Based on the comments below I came up with something that I may think will work. I wasn't aware that thread-safe data structures existed.

    private readonly ConcurrentQueue<EmailResponse> _logBuffer = new ConcurrentQueue<EmailResponse>();
    private readonly object _lockobject = new object();
    private const int BufferThreshold = 1000;

    public void AddToBuffer(EmailResponse email)
    {
        _logBuffer.Enqueue(email);

        Monitor.Enter(_lockobject);
        if (_logBuffer.Count >= BufferThreshold)
            Task.Run(async () =>
            {
                EmailResponse response;
                for (var i = 0; i < BufferThreshold; i++)
                    if (_logBuffer.TryDequeue(out response))
                        await AddMail(response);
                Monitor.Exit(_lockobject);
            });
        else Monitor.Exit(_lockobject);
    }

Answer 1

I'm not sure you need a second buffer at all; ConcurrentQueue strikes me as a good solution to your problem. Every thread can enqueue without conflict, and if any thread notices that the queue's Count is above the magic threshold, you can safely dequeue up to that many objects even as additional threads enqueue some more.

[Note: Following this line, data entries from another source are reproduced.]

PR #2237, opened 2026-03-25
feat: adding ScanBuilder FFI functions for Scans

chiinlquah:
                                                                                                                                                                                                                                                                             
  The existing scan() FFI function is a monolith that takes optional predicate and schema arguments and builds a Scan in one shot. This PR adds a stepped C ABI for ScanBuilder so language bindings can configure a scan incrementally, matching the Rust builder pattern.  
                                                                                                                                                                                                                                                                             
  New handle and functions:                                     
                                                                                                                                                                                                                                                                             
  | Function                                          | Description                                                                      |                                                                                                                                   
  |---------------------------------------------------|----------------------------------------------------------------------------------|
  | `scan_builder(snapshot)`                          | Create a `MutableScanBuilder` from a snapshot (infallible)                       |                                                                                                                                   
  | `scan_builder_with_predicate(builder, engine, predicate)` | Apply a predicate for data skipping and row-level filtering; consumes and returns the builder |                                                                                                              
  | `scan_builder_with_schema(builder, engine, schema)` | Apply a column projection schema; consumes and returns the builder              |                                                                                                                                  
  | `scan_builder_build(builder, engine)`             | Consume the builder and produce a `SharedScan`                                   |                                                                                                                                   
  | `free_scan_builder(builder)`                      | Drop the builder without building                                                |                                                                                                                                                                                                                                                   
                                                                
  The with_predicate and with_schema steps use a consuming handle pattern: the caller passes in a MutableScanBuilder and receives a new one back (or an error), mirroring Rust's consuming builder API across the FFI boundary.                                              
                                                                
  The existing scan() function is unchanged.                                                                                                                                                                                                                                 
                                                                
  This PR affects the following public APIs                                                                                                                                                                                                                                  
   
  New (non-breaking): MutableScanBuilder, scan_builder, scan_builder_with_predicate, scan_builder_with_schema, scan_builder_build, free_scan_builder                                                                       
                                                                
  How was this change tested?                                                                                                                                                                                                                                                
                                                                
  new unit tests in ffi/src/scan.rs::scan_builder_tests covering:

  - No pushdown, predicate-only, schema-only, predicate+schema, schema+predicate (both orders verify order independence)                                                                                                                                                     
  - free_scan_builder without calling build (no panic/leak)                                                                                                                                                                                                                  
  - Error propagation: invalid schema returns ExternResult::Err with KernelError::SchemaError

### DIFF
--- a/ffi/src/scan.rs
+++ b/ffi/src/scan.rs
@@ -137,8 +137,6 @@ pub unsafe extern "C" fn scan(
 
 /// Decode an [`EnginePredicate`] and apply it to a [`ScanBuilder`].
 ///
-/// Decode an [`EnginePredicate`] and apply it to a [`ScanBuilder`].
-///
 /// Returns an error if the engine's visitor fails to produce a valid predicate (i.e. returns
 /// an invalid expression ID). A `None` result from the visitor indicates the engine-side
 /// predicate construction failed, which would silently produce a full-table scan if ignored.


ffi/src/scan.rs
```diff
@@ -199,6 +326,52 @@ pub unsafe extern "C" fn scan_physical_schema(scan: Handle<SharedScan>) -> Handl
...
+///
+/// If you need the predicate itself (not just its presence), use [`scan_remaining_filter`]
+/// instead to avoid a redundant allocation.
+///
+/// # Safety
+///
+/// `scan` must be a valid [`SharedScan`] handle.
+#[no_mangle]
+pub unsafe extern "C" fn scan_has_remaining_filter(scan: Handle<SharedScan>) -> bool {
+    unsafe { scan.as_ref() }.physical_predicate().is_some()
```
nicklan: I don't think this is quite correct. We set the `physical_predicate` field to `Some(x)` always if the user passed a predicate. But there should be no remaining filter if (for example) the predicate was only on partition columns.

In fact, afaict, that's the _only_ way we can split things into remaining or not is to see which parts reference partition columns.

We've avoided having this notion at all in the rust kernel so far. My instinct is to _not_ provide these at the FFI layer, and connectors can determine it themselves for now.

Once we've thought through it more we could add utilities to help.

ffi/src/scan.rs
```diff
@@ -24,15 +24,19 @@ use crate::{
...
 
 #[handle_descriptor(target=ScanMetadata, mutable=false, sized=true)]
 pub struct SharedScanMetadata;
 
+/// An opaque, mutable handle owning a [`ScanBuilder`].
+///
+/// The caller must eventually either call [`scan_builder_build`] (which consumes the handle
+/// and produces a [`SharedScan`]) or [`free_scan_builder`] (which drops it without building).
+#[handle_descriptor(target=ScanBuilder, mutable=true, sized=true)]
+pub struct MutableScanBuilder;
```
nicklan: nit:

```suggestion
pub struct ExclusiveScanBuilder;
```

ffi/src/scan.rs
```diff
@@ -137,32 +141,155 @@ pub unsafe extern "C" fn scan(
...
+/// # Safety
+///
+/// `builder` and `engine` must be valid handles. `predicate` must be a valid, non-null
+/// [`EnginePredicate`] whose `visitor` and `predicate` fields are safe to call and read.
+#[no_mangle]
+pub unsafe extern "C" fn scan_builder_with_predicate(
+    builder: Handle<MutableScanBuilder>,
+    engine: Handle<SharedExternEngine>,
+    predicate: &mut EnginePredicate,
+) -> ExternResult<Handle<MutableScanBuilder>> {
```
nicklan: If this is infallible, we probably shouldn't return an ExternResult. But as discussed above, we might want to swtich to returning an error, so maybe we leave it in so when we make that change we don't change the FFI layer.

ffi/src/scan.rs
```diff
@@ -137,32 +141,155 @@ pub unsafe extern "C" fn scan(
...
 }
 
+/// Decode an [`EnginePredicate`] and apply it to a [`ScanBuilder`].
+///
+/// Returns the updated builder. If the visitor produces no predicate, the builder is returned
+/// unchanged.
+fn apply_predicate(builder: ScanBuilder, predicate: &mut EnginePredicate) -> ScanBuilder {
+    let mut visitor_state = KernelExpressionVisitorState::default();
+    let pred_id = (predicate.visitor)(predicate.predicate, &mut visitor_state);
+    let predicate = unwrap_kernel_predicate(&mut visitor_state, pred_id);
```
nicklan: hrmm. i know this is the previous behavior, but if `unwrap_kernel_predicate` returns `None`, it means we failed to properly visit the predicate that the engine passed us.

Arguably we should raise an error in that case, because with this code we silently fall back to a full table scan, which is unlikely to be what the user wanted if they passed us a predicate.

Maybe just file an issue and we can update this in the future

ffi/src/scan.rs
```diff
@@ -137,32 +141,155 @@ pub unsafe extern "C" fn scan(
...
+) -> DeltaResult<Handle<MutableScanBuilder>> {
+    let builder = unsafe { builder.into_inner() };
+    Ok(Box::new(apply_predicate(*builder, predicate)).into())
+}
+
+/// Apply a column projection schema to a [`MutableScanBuilder`].
+///
+/// Consumes the `builder` handle and returns a new handle with the schema applied. Returns an
+/// error if the schema visitor produces an invalid schema, such as a non-struct root or
+/// unconsumed field IDs.
```
nicklan: Let's note that the builder is dropped on error, like you did below

ffi/src/scan.rs
chiinlquah: Seems straightforward, I've updated in this pr!

nicklan (approved):
Awesome, thanks!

A (very quick and dirty) working sample I whipped up:

static class Buffer
{
    private const int c_MagicThreshold = 10;
    private static ConcurrentQueue<string> s_Messages = new ConcurrentQueue<string>();
    private static object s_LockObj = new object();

    public static void Enqueue(string message)
    {
        s_Messages.Enqueue(message);
        // try to flush every time; spawn on a non-blocking thread and immediately return
        new Task(Flush).Start();
    }

    public static void Flush()
    {
        // do we flush at all?
        if (s_Messages.Count >= c_MagicThreshold)
        {
            lock (s_LockObj)
            {
                // make sure another thread didn't flush while we were waiting
                if (s_Messages.Count >= c_MagicThreshold)
                {
                    List<string> messages = new List<string>();
                    Console.WriteLine("Flushing " + c_MagicThreshold + " messages...");
                    for (int i = 0; i < c_MagicThreshold; i++)
                    {
                        string message;
                        if (!s_Messages.TryDequeue(out message))
                        {
                            throw new InvalidOperationException("How the hell did you manage that?");
                            // or just break from the loop if you don't care much, you spaz
                        }
                        messages.Add(message);
                    }
                    Console.WriteLine("[ " + String.Join(", ", messages) + " ]");

                    // number of new messages enqueued between threshold pass and now
                    Console.WriteLine(s_Messages.Count + " messages remaining in queue");
                }
            }
        }
    }
}

Test call with:

Parallel.For(0, 30, (i) =>
{
    Thread.Sleep(100);  // do other things
    Buffer.Enqueue(i.ToString());
});

Console output from a test run:

Flushing 10 messages...

[ 28, 21, 14, 0, 7, 29, 8, 15, 1, 22 ]

5 messages remaining in queue

Flushing 10 messages...

[ 16, 3, 9, 2, 23, 17, 10, 4, 24, 5 ]

1 messages remaining in queue

Flushing 10 messages...

[ 11, 18, 25, 19, 26, 12, 6, 20, 13, 27 ]

0 messages remaining in queue

Answer 2

Could you give each thread an object which holds both buffers and have the threads log to this object? This object will then decide which buffer to write to when each thread asks it to log something. This object could also possibly take responsibility for emptying the full buffer to the database rather than blocking the threads from writing.